Start of Material for this task
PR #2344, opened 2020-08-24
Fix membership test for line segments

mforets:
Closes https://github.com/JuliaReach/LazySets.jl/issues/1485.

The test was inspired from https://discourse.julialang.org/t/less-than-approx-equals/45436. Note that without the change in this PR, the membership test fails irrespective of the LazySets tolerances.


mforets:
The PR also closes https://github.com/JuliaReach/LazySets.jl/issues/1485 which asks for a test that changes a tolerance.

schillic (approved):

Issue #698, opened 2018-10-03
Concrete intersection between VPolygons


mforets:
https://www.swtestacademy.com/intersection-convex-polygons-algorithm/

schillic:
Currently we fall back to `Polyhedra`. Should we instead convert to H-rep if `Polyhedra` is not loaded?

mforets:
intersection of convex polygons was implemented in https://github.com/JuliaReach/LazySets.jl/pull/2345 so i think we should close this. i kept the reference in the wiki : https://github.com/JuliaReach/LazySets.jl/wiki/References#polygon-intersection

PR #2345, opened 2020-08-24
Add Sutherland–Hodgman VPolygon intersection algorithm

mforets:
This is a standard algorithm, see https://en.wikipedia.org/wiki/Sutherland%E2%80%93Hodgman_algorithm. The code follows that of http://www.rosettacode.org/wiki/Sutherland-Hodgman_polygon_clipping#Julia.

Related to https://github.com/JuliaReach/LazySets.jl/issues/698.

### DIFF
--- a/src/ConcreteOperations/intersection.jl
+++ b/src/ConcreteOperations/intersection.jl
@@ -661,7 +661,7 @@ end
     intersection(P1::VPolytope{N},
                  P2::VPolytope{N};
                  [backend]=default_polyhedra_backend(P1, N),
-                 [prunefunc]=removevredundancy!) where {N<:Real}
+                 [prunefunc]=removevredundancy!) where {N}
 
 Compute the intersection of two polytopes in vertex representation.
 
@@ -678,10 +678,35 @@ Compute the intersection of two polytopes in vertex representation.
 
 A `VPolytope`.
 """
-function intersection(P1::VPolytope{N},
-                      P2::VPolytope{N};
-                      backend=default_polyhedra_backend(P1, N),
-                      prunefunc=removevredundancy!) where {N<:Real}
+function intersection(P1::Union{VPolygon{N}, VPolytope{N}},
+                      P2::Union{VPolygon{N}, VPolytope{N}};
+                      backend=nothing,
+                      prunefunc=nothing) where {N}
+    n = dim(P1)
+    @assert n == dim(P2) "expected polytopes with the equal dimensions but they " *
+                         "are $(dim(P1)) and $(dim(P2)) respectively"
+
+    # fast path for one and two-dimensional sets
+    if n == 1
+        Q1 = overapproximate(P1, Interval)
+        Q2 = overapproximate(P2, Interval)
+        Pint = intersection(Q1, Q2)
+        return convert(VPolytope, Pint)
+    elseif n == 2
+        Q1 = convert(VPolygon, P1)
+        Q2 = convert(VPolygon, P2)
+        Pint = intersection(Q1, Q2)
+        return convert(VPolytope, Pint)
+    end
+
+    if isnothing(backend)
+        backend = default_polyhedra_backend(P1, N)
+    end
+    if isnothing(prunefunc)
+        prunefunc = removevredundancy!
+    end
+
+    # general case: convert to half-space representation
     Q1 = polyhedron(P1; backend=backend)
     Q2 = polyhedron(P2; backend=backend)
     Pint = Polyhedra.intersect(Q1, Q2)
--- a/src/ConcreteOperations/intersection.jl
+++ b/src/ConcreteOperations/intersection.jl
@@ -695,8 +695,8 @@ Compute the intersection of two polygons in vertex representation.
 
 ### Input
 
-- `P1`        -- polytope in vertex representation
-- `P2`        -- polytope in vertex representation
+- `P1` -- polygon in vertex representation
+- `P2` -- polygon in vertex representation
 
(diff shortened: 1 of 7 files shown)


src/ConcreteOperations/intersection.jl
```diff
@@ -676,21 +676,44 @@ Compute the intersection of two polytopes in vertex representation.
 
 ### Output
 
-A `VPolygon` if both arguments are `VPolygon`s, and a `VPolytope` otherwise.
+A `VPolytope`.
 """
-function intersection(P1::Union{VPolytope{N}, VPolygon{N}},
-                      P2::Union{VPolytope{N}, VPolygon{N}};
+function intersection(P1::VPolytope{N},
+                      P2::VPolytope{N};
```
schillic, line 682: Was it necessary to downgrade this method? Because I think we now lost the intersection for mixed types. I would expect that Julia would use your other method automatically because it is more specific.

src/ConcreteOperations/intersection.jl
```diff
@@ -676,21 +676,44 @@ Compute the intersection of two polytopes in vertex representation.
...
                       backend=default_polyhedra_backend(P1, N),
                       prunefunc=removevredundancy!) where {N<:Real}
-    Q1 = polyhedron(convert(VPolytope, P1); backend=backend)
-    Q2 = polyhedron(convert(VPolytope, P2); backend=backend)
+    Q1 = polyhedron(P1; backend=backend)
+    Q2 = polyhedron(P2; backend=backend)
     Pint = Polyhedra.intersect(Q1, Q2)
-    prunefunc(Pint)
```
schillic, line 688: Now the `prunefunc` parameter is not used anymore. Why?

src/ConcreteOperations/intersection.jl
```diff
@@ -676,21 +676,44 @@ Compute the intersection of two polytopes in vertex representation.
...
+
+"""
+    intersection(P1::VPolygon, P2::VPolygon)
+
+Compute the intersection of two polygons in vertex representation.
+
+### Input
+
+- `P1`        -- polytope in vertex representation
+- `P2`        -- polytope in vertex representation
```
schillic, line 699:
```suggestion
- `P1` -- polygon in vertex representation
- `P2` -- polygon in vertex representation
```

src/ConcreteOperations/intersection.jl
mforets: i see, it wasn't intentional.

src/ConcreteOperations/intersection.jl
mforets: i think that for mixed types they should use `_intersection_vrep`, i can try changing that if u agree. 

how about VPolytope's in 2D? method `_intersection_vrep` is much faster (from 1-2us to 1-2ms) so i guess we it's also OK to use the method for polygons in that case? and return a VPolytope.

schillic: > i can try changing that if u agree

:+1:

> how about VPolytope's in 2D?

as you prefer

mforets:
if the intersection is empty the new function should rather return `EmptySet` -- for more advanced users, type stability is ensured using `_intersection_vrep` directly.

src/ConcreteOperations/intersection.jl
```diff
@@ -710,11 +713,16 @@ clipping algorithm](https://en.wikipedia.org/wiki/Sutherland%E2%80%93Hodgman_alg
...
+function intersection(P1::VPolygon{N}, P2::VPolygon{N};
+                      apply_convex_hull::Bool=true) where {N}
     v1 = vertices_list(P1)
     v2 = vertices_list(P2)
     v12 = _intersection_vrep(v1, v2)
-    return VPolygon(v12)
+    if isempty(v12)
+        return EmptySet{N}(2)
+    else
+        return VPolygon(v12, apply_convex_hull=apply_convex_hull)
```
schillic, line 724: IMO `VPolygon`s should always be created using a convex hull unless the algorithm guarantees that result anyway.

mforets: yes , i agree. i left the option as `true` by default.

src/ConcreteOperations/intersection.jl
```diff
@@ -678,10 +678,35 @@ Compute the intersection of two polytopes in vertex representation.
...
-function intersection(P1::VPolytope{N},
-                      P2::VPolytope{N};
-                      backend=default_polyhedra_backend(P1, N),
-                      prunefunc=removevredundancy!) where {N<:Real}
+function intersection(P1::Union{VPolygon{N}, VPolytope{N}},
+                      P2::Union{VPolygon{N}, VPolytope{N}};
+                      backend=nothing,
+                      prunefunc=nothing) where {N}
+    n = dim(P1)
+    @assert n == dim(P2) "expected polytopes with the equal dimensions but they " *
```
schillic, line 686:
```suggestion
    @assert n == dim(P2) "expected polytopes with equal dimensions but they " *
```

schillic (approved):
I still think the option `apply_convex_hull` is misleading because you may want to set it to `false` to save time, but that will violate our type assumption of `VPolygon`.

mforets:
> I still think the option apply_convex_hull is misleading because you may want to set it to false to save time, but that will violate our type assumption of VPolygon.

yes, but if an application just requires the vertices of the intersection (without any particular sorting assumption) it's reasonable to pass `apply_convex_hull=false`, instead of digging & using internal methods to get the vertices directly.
End of Material for this task
Task brief> Please give the number of lines in the entries above that hold "return", with no other text.

Expected answer> 7